01 Mar 2008 |
Posted by Lama Surya Das | 0 Comment.
0
My late friend Brother Wayne Teasdale, who died a couple of years ago from cancer, wrote:
“We are at the dawn of a new consciousness, a radically fresh approach to our life as the human family in a fragile world. This birth into a new awareness, into a new set of historical circumstances, appears in a number of shifts in our understanding:
The emergence of ecological awareness and sensitivity to the natural organic world, with an acknowledgment of the basic fragility of the earth.
A growing sense of the rights of other species.
A recognition of the interdependence of all domains of life and reality.
The ideal of abandoning a militant nationalism as a result of this tangible sense of our essential interdependence.
A deep, evolving experience of community between and among the religions through their individual members.
The growing receptivity to the inner treasures of the worlds religions.
An openness to the cosmos, with the realization that the relationship between humans and the earth is part of a larger community of the universe.
Each of these shifts represents dramatic change; taken together, they will define the thought and culture of the third millennium. All of these awarenesses are interrelated, and each is indispensable to clearly grasping the greater shift taking place, a shift that will sink roots deep into our lives and culture. Taken together, they are preparing the way for a universal civilization: a civilization with a heart. (Brother Wayne Teasdale, “Mystic Heart”)

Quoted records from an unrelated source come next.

PR #1845, opened 2020-01-15
Make TabItems as content property of TabView

### LINKED ISSUE #1844: TabViewItem can no longer be a child of TabView
**Describe the bug**
If you try and add a `TabViewItem` as the content of a `TabView` as in [this docs example](https://docs.microsoft.com/en-us/windows/uwp/design/controls-and-patterns/tab-view#display-tabview-tabs-in-a-windows-titlebar) you get an error:

> TabView does not support TabViewItem as content.

(I feel like this may be a regression as the docs were probably valid at one point.)

In WinUI 2.3, you need to instead encase the TabViewItems in a special `<muxc:TabView.TabItems>` property.

1. Open XAML Studio
2. Paste in the example from the docs:

```
    <muxc:TabView HorizontalAlignment="Stretch" VerticalAlignment="Stretch">
        <muxc:TabViewItem Header="Home" />
        <muxc:TabViewItem Header="Document 1" />
        <muxc:TabViewItem Header="Document 2" />
        <muxc:TabViewItem Header="Document 3" />

        <muxc:TabView.TabStripHeader>
            <Grid x:Name="ShellTitlebarInset" Background="Transparent" />
        </muxc:TabView.TabStripHeader>
        <muxc:TabView.TabStripFooter>
            <Grid x:Name="CustomDragRegion" Background="Transparent" />
        </muxc:TabView.TabStripFooter>
    </muxc:TabView>
```

Note: the Icon property from the example was also removed, as modified the above.

**Expected behavior**
Should display tabs without needing to wrap in TabItems property:

```
        <muxc:TabView.TabItems>
            <muxc:TabViewItem Header="Home" />
            <muxc:TabViewItem Header="Document 1" />
            <muxc:TabViewItem  Header="Document 2" />
            <muxc:TabViewItem  Header="Document 3" />
        </muxc:TabView.TabItems>
```

**Version Info**
WinUI 2.3.191129002

**Additional context**
Reference #1332

ranjeshj:
Make TabItems as content property of TabView. It matches the documentation we already have and how ItemsControl currently behaves.

fixes #1844

### DIFF
--- a/dev/TabView/TabView.idl
+++ b/dev/TabView/TabView.idl
@@ -46,6 +46,7 @@ runtimeclass TabViewTabDragCompletedEventArgs
 
 [WUXC_VERSION_MUXONLY]
 [webhosthidden]
+[contentproperty("TabItems")]
 unsealed runtimeclass TabView : Windows.UI.Xaml.Controls.Control
 {
     TabView();
--- a/dev/TabView/TestUI/TabViewPage.xaml
+++ b/dev/TabView/TestUI/TabViewPage.xaml
@@ -103,66 +103,63 @@
                         </Grid>
                     </controls:TabView.TabStripFooter>
 
-                    <controls:TabView.TabItems>
+                    <controls:TabViewItem x:Name="FirstTab" AutomationProperties.Name="FirstTab" Header="Home" CloseRequested="FirstTab_CloseRequested" ToolTipService.ToolTip="Custom Tooltip">
+                        <controls:TabViewItem.IconSource>
+                            <controls:SymbolIconSource Symbol="Home"/>
+                        </controls:TabViewItem.IconSource>
 
-                        <controls:TabViewItem x:Name="FirstTab" AutomationProperties.Name="FirstTab" Header="Home" CloseRequested="FirstTab_CloseRequested" ToolTipService.ToolTip="Custom Tooltip">
-                            <controls:TabViewItem.IconSource>
-                                <controls:SymbolIconSource Symbol="Home"/>
-                            </controls:TabViewItem.IconSource>
+                        <StackPanel x:Name="FirstTabContent" AutomationProperties.Name="FirstTabContent">
+                            <Button x:Name="FirstTabButton" AutomationProperties.Name="FirstTabButton" Margin="8" FontSize="20">Home Button</Button>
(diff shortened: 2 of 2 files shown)


dev/TabView/TestUI/TabViewPage.xaml
```diff
@@ -103,66 +103,63 @@
                         </Grid>
                     </controls:TabView.TabStripFooter>
 
-                    <controls:TabView.TabItems>
```
stmoy: Is the old syntax also still valid? 

In ListView, both of these work: 
```
<ListView>
    <ListView.Items>
        <ListViewItem Content="Item" />
        <ListViewItem Content="Item" />
        <ListViewItem Content="Item" />
    </ListView.Items>
</ListView>
```
and
```
<ListView>
    <ListViewItem Content="Item" />
    <ListViewItem Content="Item" />
    <ListViewItem Content="Item" />
</ListView>
```

ranjeshj: Yes. Both should work. The attribute is a hint to the parser to allow skipping the tag in markup. 
https://docs.microsoft.com/en-us/uwp/api/Windows.UI.Xaml.Markup.ContentPropertyAttribute

stmoy: Sounds good. If so, should this test file be reverted since it's not strictly necessary? And/or should there be another test that validates that both syntaxes are valid?

ranjeshj: yes. strictly not required but it is good to know if we ever remove that attribute by accident. and yes there is another page where we use the explicit syntax so we are covered.

dev/TabView/TabView.idl
```diff
@@ -46,6 +46,7 @@ runtimeclass TabViewTabDragCompletedEventArgs
 
 [WUXC_VERSION_MUXONLY]
 [webhosthidden]
+[contentproperty("TabItems")]
```
StephenLPeters: it surprises me that this doesn't come with any generated files changes

ranjeshj: I believe the way this works is that this attribute gets tacked onto the winmd metadata and the parser can then get this information from the metadata. @danzil might be able to elaborate more.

“We have a universal responsibility to speak out when we see injustice, oppression, and the abuse of human rights, the rights of the earth, and other species. Personally, I find the silence on the crises in Tibet and Darfur disturbing and morally indefensible; it indicates a lack of courage and moral strength that hides behind considerations of prudence and discretion.”
There are few souls as gentle as Brother Wayne Teasdale, “lay monk” and pioneer of the interfaith movement, who also speak as stridently and compellingly as he does about the necessity for all spiritual leaders to actively respond to the crises facing the world. But for Teasdale, the result of any true and deep mystical experience must be an active and engaged response to the cries of a suffering humanity and an embattled earth.
His interfaith work and group called Interspiritual Dialogue continues today.